**What is required:**
The required output is the lines below from the line containing "- getRequestIdsByItemId" to the line containing "Saba-Zedginidze-EPAM: Created it", inclusive, retyped exactly. No other lines belong in it.

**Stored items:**
PR #929, opened 2024-05-01
[MODORDERS-1104] Integrate with Transfer API for moving circulation requests to new item

Saba-Zedginidze-EPAM:
## Purpose
[[MODORDERS-1104] Integrate with Transfer API for moving circulation requests to new item](https://folio-org.atlassian.net/browse/MODORDERS-1104)

## Approach
* Create InventoryBindingManager to move or cancel requests for specified piece items
* Check which pieces have an outstanding Request


src/main/java/org/folio/service/inventory/InventoryItemManager.java
```diff
@@ -113,17 +115,40 @@ public Future<JsonObject> getItemRecordById(String itemId, boolean skipThrowNorF
...
+      .map(json -> json.getInteger(REQUESTS_TOTAL));
+  }
+
+  /**
+   * Returns list of requestIds for specified item.
+   *
+   * @param itemId id of Item
+   * @return future with list of requestIds
+   */
+  public Future<List<String>> getRequestIdsByItemId(String itemId, RequestContext requestContext) {
```
SerhiiNosko, line 137: let's move these 2 methods connected to Requests into separate service:

- getNumberOfRequestsByItemId

- getRequestIdsByItemId

src/main/java/org/folio/service/inventory/InventoryBindingManager.java
```diff
@@ -0,0 +1,98 @@
...
+        JsonObject jsonObject =  JsonObject.of(REQUEST_JSON_KEY, itemId);
+        RequestEntry requestEntry = new RequestEntry(String.format(REQUEST_MOVE_ENDPOINT, reqId));
+        return restClient.postJsonObject(requestEntry, jsonObject, requestContext);
+      })
+      .mapEmpty();
+
+  }
+
+  private Future<String> createNewItemForRequest(String requestId, RequestContext requestContext) {
+    throw new RuntimeException("Not implemented");
```
SerhiiNosko, line 95: Item would be created earlier in the flow, @azizbekxm is working on it, so in transferRequest() we can add param itemId

src/main/java/org/folio/service/inventory/InventoryItemManager.java
Saba-Zedginidze-EPAM: Created it

src/main/java/org/folio/service/inventory/InventoryBindingManager.java
```diff
@@ -0,0 +1,90 @@
...
+  }
+
+  public Future<List<Piece>> getPiecesWithActiveRequests(List<Piece> pieces, RequestContext requestContext) {
+    if (logger.isDebugEnabled()) {
+      logger.debug("Filtering pieces with active requests: {}", pieces.stream().map(Piece::getId).toList());
+    }
+    var futures = pieces.stream()
+      .map(piece -> getPieceWithRequests(piece, requestContext))
+      .collect(Collectors.toList());
+    return GenericCompositeFuture.all(futures)
```
SerhiiNosko, line 48: here we can try optimize, because now if we have 10 pieces, we will do 10 calls.
We can introduce new method in CirculationRequestsRetriever to fetch requests by multiple item ids. Interesting do we have in response itemId to map number of requests to itemId.
To avoid very long GET queries we use pattern to split by 15 elements, here is releated constant - MAX_IDS_FOR_GET_RQ_15

src/main/java/org/folio/service/inventory/InventoryBindingManager.java
```diff
@@ -0,0 +1,90 @@
...
+
+  private final CirculationRequestsRetriever circulationRequestsRetriever;
+  private final RestClient restClient;
+
+  public InventoryBindingManager(RestClient restClient, CirculationRequestsRetriever circulationRequestsRetriever) {
+    this.restClient = restClient;
+    this.circulationRequestsRetriever = circulationRequestsRetriever;
+  }
+
+  public Future<List<Piece>> getPiecesWithActiveRequests(List<Piece> pieces, RequestContext requestContext) {
```
SerhiiNosko, line 41: Propose to not mix pieces, items, and requests in the same service.
Instead of pieces we can use itemIds.

The caller side will extract itemIds from pieces. In this case we can use this service only in other further places that do not know about pieces, only about items.

src/main/java/org/folio/service/inventory/InventoryBindingManager.java
```diff
@@ -0,0 +1,90 @@
...
+import org.folio.rest.core.RestClient;
+import org.folio.rest.core.models.RequestContext;
+import org.folio.rest.core.models.RequestEntry;
+import org.folio.rest.jaxrs.model.Piece;
+import org.folio.service.CirculationRequestsRetriever;
+
+import io.vertx.core.Future;
+import io.vertx.core.json.JsonObject;
+
+public class InventoryBindingManager {
```
SerhiiNosko, line 23: Propose to rename to InventoryItemRequestManager

src/main/java/org/folio/service/CirculationRequestsRetriever.java
```diff
@@ -0,0 +1,64 @@
...
+import org.folio.rest.core.models.RequestContext;
+import org.folio.rest.core.models.RequestEntry;
+
+import io.vertx.core.Future;
+
+public class CirculationRequestsRetriever {
+
+  private static final String REQUESTS_RECORDS = "requests";
+  private static final String REQUESTS_TOTAL = "totalRecords";
+  private static final String REQUEST_ID = "id";
```
azizbekxm, line 19: Also consider replacing with Enum
In Effective java suggest to use Enums over this type of patter.
https://medium.com/@swang354/effective-java-7357d032dd75
it is up to you. If you are going to leave as it was write some reasons to explain situation.

src/main/java/org/folio/service/CirculationRequestsRetriever.java
```diff
@@ -0,0 +1,64 @@
...
+  public CirculationRequestsRetriever(RestClient restClient) {
+    this.restClient = restClient;
+  }
+
+  /**
+   * Returns number of requests for specified item.
+   *
+   * @param itemId id of Item
+   * @return future with number of requests
+   */
```
azizbekxm, line 32: These comments seems unhelpful, make it more informative or remove
reference to learn about comments: https://medium.com/codex/clean-code-comments-833e11a706dc
Noise Comments Section
Or Clean Code comments chapter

**Written response:**
- getRequestIdsByItemId

src/main/java/org/folio/service/inventory/InventoryBindingManager.java
```diff
@@ -0,0 +1,98 @@
...
+        JsonObject jsonObject =  JsonObject.of(REQUEST_JSON_KEY, itemId);
+        RequestEntry requestEntry = new RequestEntry(String.format(REQUEST_MOVE_ENDPOINT, reqId));
+        return restClient.postJsonObject(requestEntry, jsonObject, requestContext);
+      })
+      .mapEmpty();
+
+  }
+
+  private Future<String> createNewItemForRequest(String requestId, RequestContext requestContext) {
+    throw new RuntimeException("Not implemented");
```
SerhiiNosko, line 95: Item would be created earlier in the flow, @azizbekxm is working on it, so in transferRequest() we can add param itemId

src/main/java/org/folio/service/inventory/InventoryItemManager.java
Saba-Zedginidze-EPAM: Created it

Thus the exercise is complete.